En el 2010, hubo una mañana que jamaqueó al país con
la noticia sobre el asesinato de un niño. De
inmediato, el caso captó la atención del país por su naturaleza. En una Isla
con limitada extensión territorial en que hay demasiado clasismo, el caso abonó
a colocar sobre el tapete que no hay niveles socioeconómicos exentos de conflictos,
y que tras meras apariencias se ocultan familias y personas quebrantadas.

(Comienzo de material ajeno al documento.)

Issue #667, opened 2015-11-26
Images not rendered correctly on LibreOffice


xprt64:
The images are not rendered correctly (at least on LibreOffice), they get enlarged by a few millimeters and thus get fuzzy. I resolved the issue by modifying the width and height attributes from pixels to points in `PHPWord_Writer_Word2007_Base::_writeImage()` like this:

``` php
$objWriter->writeAttribute('style', 'width:'.(0.75 * $width).'pt;height:'.(0.75*$height).'pt');
```

Environment: Linux version 3.16.0-4-amd64 (debian-kernel@lists.debian.org) (gcc version 4.8.4 (Debian 4.8.4-1) ) #1 SMP Debian 3.16.7-ckt11-1+deb8u6 (2015-11-09)

michaelachrisco:
Which version of LibreOffice are you using? Can you upload a sample doc? I may have ran into this bug before.

xprt64:
Version: 4.3.3.2
Build ID: 430m0(Build:2)

The code I posted on is about an old version of PhpWord but the bug is
still there in the last stable version.

2015-11-27 15:28 GMT+02:00 michael chrisco <notifications@github.com>:

> Which version of LibreOffice are you using? Can you upload a sample doc? I
> may have ran into this bug before.
>
> —
> Reply to this email directly or view it on GitHub
> <https://github.com/PHPOffice/PHPWord/issues/667#issuecomment-160139836>.
>



-- 
Best regards,
Constantin Galbenu,
Tel: +40728247366
Skype: xprt64

michaelachrisco:
Ill take a look on my side when I get a chance. If memory serves, the issue has something to do with the GD extension. http://php.net/manual/en/book.image.php

The offender might have something to do with the image element: https://github.com/PHPOffice/PHPWord/blob/develop/src/PhpWord/Element/Image.php

I know I was testing on MS Word and the stretching was happening.

xprt64:
It's not about GD, the image is fine in the docx file and the dimensions
are correct on the docx/word/document.xml; it's just about LibreOffice
rendering: if the unit is pixel then it get streched as if LibreOffice
ignores the unit and uses points anyway.
The solution that worked for me was to use points as unit in the resulting
docx file.

2015-11-27 15:48 GMT+02:00 michael chrisco <notifications@github.com>:

> Ill take a look on my side when I get a chance. If memory serves, the
> issue has something to do with the GD extension.
[...]

PR #779, opened 2016-04-11
Save PNG alpha information when using remote images.

samsullivan:
PNG images downloaded from remote sources can be either blurry or, worse, very glitched. This is because [`imagesavealpha($image, true)`](http://php.net/manual/en/function.imagesavealpha.php) is not run automatically when PNG images are downloaded, created, and saved locally for file creation.

RE: #667


samsullivan:
Please note, I did not test the change to `Element\Image::getImageStringData()` since my application doesn't use this. If someone wants to run a test, [similar to this](https://github.com/PHPOffice/PHPWord/issues/667#issuecomment-207142448), with an HTML writer, that would be great.

The logic updated in `Writer\AbstractWriter::addFilesToPackage()` does fix the problem with the Word2007 writer.

lalop:
@troosan is it possible to merge this pr to develop branch ?
Thank you ?

PR #784, opened 2016-04-19
TemplateProcessor: add the ability to specify pattern prefix, suffix and case sensitivity

ctrlaltca:
This PR adds some properties and a method to TemplateProcessor that can be used to specify a different prefix and suffix for the search pattern. It still defaults to ${ and }, so it's backwards compatible.
Additionally, the search pattern case sensitivity can be defined; it defaults to true to mimic the current behavior.

This is currently based on master. If this is ok, i'll be glad to port it to the development branch, too.

This is somewhat similar to #346.

### DIFF
--- a/src/PhpWord/TemplateProcessor.php
+++ b/src/PhpWord/TemplateProcessor.php
@@ -61,6 +61,27 @@ class TemplateProcessor
     protected $tempDocumentFooters = array();
 
     /**
+     * Search pattern prefix. Defaults to ${
+     *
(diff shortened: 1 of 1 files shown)


ctrlaltca:
Too bad this has never been looked upon.
While trying to rebase this to master, i saw that commit 1c5bb3a91154008ecedec1830f96d7be35ef04ac definitely forces the `${ }` pattern, making this PR unimplementable anymore.

PR #817, opened 2016-06-15
Clone block variables

JPBetley:
Uses the same functionality from `cloneRow` to index variables inside blocks when using the `cloneBlock` function.

Before, variables inside cloned blocks would result in the same variable name used multiple times:

```
Template: cloneBlock('CLONE', 3)
${CLONE}
${variable}
${/CLONE}

Result:
${variable}
${variable}
${variable}
```

Now, in the same style of `cloneRow`, the variables are indexed:

```
Template: cloneBlock('CLONE', 3)
${CLONE}
${variable}
${/CLONE}

Result:
${variable#1}
${variable#2}
${variable#3}
```


troosan:
duplicate of #459

PR #830, opened 2016-07-05
Extends html parser

Slavenin:
Extends html parser


troosan:
I think most of those changes have been addressed. Feel free to reopen if more is needed.

PR #839, opened 2016-07-19
PHP7 issue with the src/PhpWord/Shared/String.php file

mlinuxgada:
Because in php7 you cant use the String class / in php5.6 we can/ I applied a fix for being able to use the component.
Its basically a cosmetic refactoring - renaming the needed namespaces used, the class name from String to smth like StringComponent .. and editing all the places its methods are called.


lukepolo:
Should be closed, already fixed in 13.

PR #863, opened 2016-08-16
Implement PageBreak for odt writer

cookiekiller:
Implemented page break for odt writer, works great.


cookiekiller:
I use it as it is, I added it using composer to my project extending phpword.

cookiekiller:
@Progi1984 I proposed and tested this. This patch is in use for some time now! I'd suggest to merge it.

Progi1984:
@cookiekiller Could you add some unit tests ?

troosan:
@cookiekiller I could not update your branch (readonly) so I created a new one (PR #1206)

PR #870, opened 2016-08-23
Padded the $args array to remove error.

reformed:
Line 101 was producing "Notice: Undefined offset:" errors despite the attempted error suppression. Padded the array to ensure these offsets are defined and removed the subsequently unnecessary suppression.


troosan:
also fixed in PR #1150 which is already merged

PR #875, opened 2016-08-29
hasDifferentPage() needs to check for first page footers

aoloe:


aoloe:
... otherwise first page footers are simply ignored... (if you did not also set a first page header...)

aoloe:
continuous integration is failing... but -- since the next patch submitted by somebody else also fails -- i guess it's because something is currently wrong in the code...

troosan:
merged PR #1116 already which does the same

PR #892, opened 2016-09-15
Add Style import

Benpxpx:
Add the Style import to MsDoc.php so Style is correctly referenced later on in the [switch statement](https://github.com/PHPOffice/PHPWord/blob/master/src/PhpWord/Reader/MsDoc.php#L1673) located here.


Progi1984:
Ever fixed in develop branch

PR #912, opened 2016-10-17
Fix namespace for Font in MsDoc

alsofronie:
This fixes the wrong namespace used for Font in MsDoc reader.


Progi1984:
Ever fixed in develop branch

PR #920, opened 2016-10-24
use missing namespace for PhpOffice\PhpWord\Style

mario-rivera:
the PhpOffice\PhpWord\Style\Font class wasn't found inside the namespace of the file

simply added use PhpOffice\PhpWord\Style to fix the issue


Progi1984:
Ever fixed in develop branch

Issue #927, opened 2016-10-29
Illegal string offset warning in PHP 7


likeuntomurphy:
Saving a document triggers an `Illegal string offset 'w:compatSetting'` warning, because `$this->settings['w:compat']` is initialized as an empty string instead of an empty array in `src/PhpWord/Writer/Word2007/Part/Settings.php`. This appears to be the case with PHP7 — PHP5 does not raise the warning.

germansokolov13:
I've just downloaded PHPWord 0.13.0 via Composer and it's still an empty string instead of an empty array there. Not merged into a release?

philwu:
I've just downloaded PHPWord 0.13.0 via Composer still get the problem.
Win10 build 14393+IIS
PHP 7.1.1

thibaultvanc:
FOR PHP 7.1

`
try {
      $objWriter->save($path);

    } catch (Exception $e) {
      // dd(123);
      // dd('cat');
    }
    return redirect('/'.$path);
`
WORK FOR ME

shad0wfir3:
@thibaultvanc can you expand on where you implemented this? currently getting the same error on php 7.1.2

sazal836:
Doc file created successfully 
but why this message is showing....

Warning: Illegal string offset 'w:compatSetting' in C:\xampp\htdocs\greek\vendor\phpoffice\phpword\src\PhpWord\Writer\Word2007\Part\Settings.php on line 173

Notice: Array to string conversion in C:\xampp\htdocs\greek\vendor\phpoffice\phpword\src\PhpWord\Writer\Word2007\Part\Settings.php on line 173

Warning: Invalid argument supplied for foreach() in C:\xampp\htdocs\greek\vendor\phpoffice\phpword\src\PhpWord\Writer\Word2007\Part\Settings.php on line 80

wqj97:
Still have problem today

Jaspur:
Same issue here. PHP 7.1.3

likeuntomurphy:
This has been merged into the `develop` branch and is slated for inclusion in [v0.14.0](https://github.com/PHPOffice/PHPWord/milestone/17). However, the [release is on hold indefinitely](https://github.com/PHPOffice/PHPWord/issues/848) because the project does not have an active maintainer.

[...]

PR #928, opened 2016-10-29
Fixes PHPOffice/PHPWord#927

likeuntomurphy:
The test works because the warning is only raised once `$phpWord->getCompatibility()->getOoxmlVersion()` is no longer null.


cookiekiller:
That's a good catch. I reviewed this change. @Progi1984

PR #32, opened 2015-02-18
Add reader sketch

cyx:
Just an idea, there is a way to avoid channels and the like, but this introduces the least amount of changes while still riding the same broker implementation.

### DIFF
--- a/broker/reader.go
+++ b/broker/reader.go
@@ -1,0 +1,41 @@
+package broker
+
+import (
+	"io"
+
+	"github.com/heroku/busl/util"
+)
+
+type Reader struct {
+	broker *RedisBroker
+	ch     chan []byte
+}
+
+func NewReader(uuid util.UUID) (*Reader, error) {
+	broker := NewRedisBroker(uuid)
+	ch, err := broker.Subscribe()
+
+	if err != nil {
+		return nil, err
+	}
+
+	return &Reader{broker: broker, ch: ch}, nil
+}
+
+func (r *Reader) Read(p []byte) (n int, err error) {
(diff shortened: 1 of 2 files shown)


broker/reader.go
```diff
@@ -0,0 +1,41 @@
...
+}
+
+func (r *Reader) Read(p []byte) (n int, err error) {
+	msg, ok := <-r.ch
+
+	if !ok {
+		err = io.EOF
+	}
+
+	if n = len(msg); n > 0 {
```
tt: What if the message is larger than `p`?

broker/reader.go
```diff
@@ -0,0 +1,41 @@
+package broker
+
+import (
+	"io"
+
+	"github.com/heroku/busl/util"
+)
+
+type Reader struct {
```
tt: This can be unexported.

tt:
This does give convenience if you, say, want to use `io.Copy`, but I still wonder how applicable this is to our known use cases. For the chunked encoding, we could do just copy, but then we'd miss the heartbeats. For Server-Sent Events, I think pushes are definitely better than polling. It seems we'd end up having a lot more code without any cleaner usage. Perhaps you can spike the intended usage to demonstrate that it would be cleaner?

cyx:
Yes I can add to this spike a short intended usage.

For the heartbeats was thinking of creating a KeepAliveReader of sort to abstract that part, which can accept the null byte (and we provide :keepalive in the case of an event-stream request).

cyx:
I'll leave this open for now but I'm tempted to just close it :-)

Cuando ocurrió el crimen, el niño Lorenzo González
Cacho tenía ocho años. Según la historia publicada en medios, un drama comenzó
cuando Ana Cacho llevó a Lorenzo al Centro de Diagnóstico y Tratamiento (CDT)
de Dorado a eso de las 5:30 de la mañana. Dijo la madre del menor ahí, que el
niño se cayó de la cama en la residencia (en Dorado del Mar) y que su hija le
avisó que estaba lastimado.
La lógica dicta que hay una responsabilidad primaria
en adultos a cargo de menores. La opinión pública pregunta: ¿Qué hubiese ocurrido
con los adultos responsables de haberse dado los hechos en un barrio, comunidad
o residencial público? Luego se confirmó que fue un terrible homicidio.
El 8 de marzo de 2016, seis años después, se radicaron
cargos contra un hombre manco, y hay un razonamiento lógico que alimenta la duda:
¿Cómo es posible sujetar y agredir con una mano a un niño de 8 años que en
fotos se ve saludable, vivo, y que practicaba deportes? ¿Cómo es posible que no
se escuchasen los gritos del niño?
El caso del niño Lorenzo
entre reclamos de justicia y
ante abismales márgenes de duda razonables, requiere una solución que elimine dudas
y que no quede como herida abierta. Imposible que sea voluntad divina la impunidad.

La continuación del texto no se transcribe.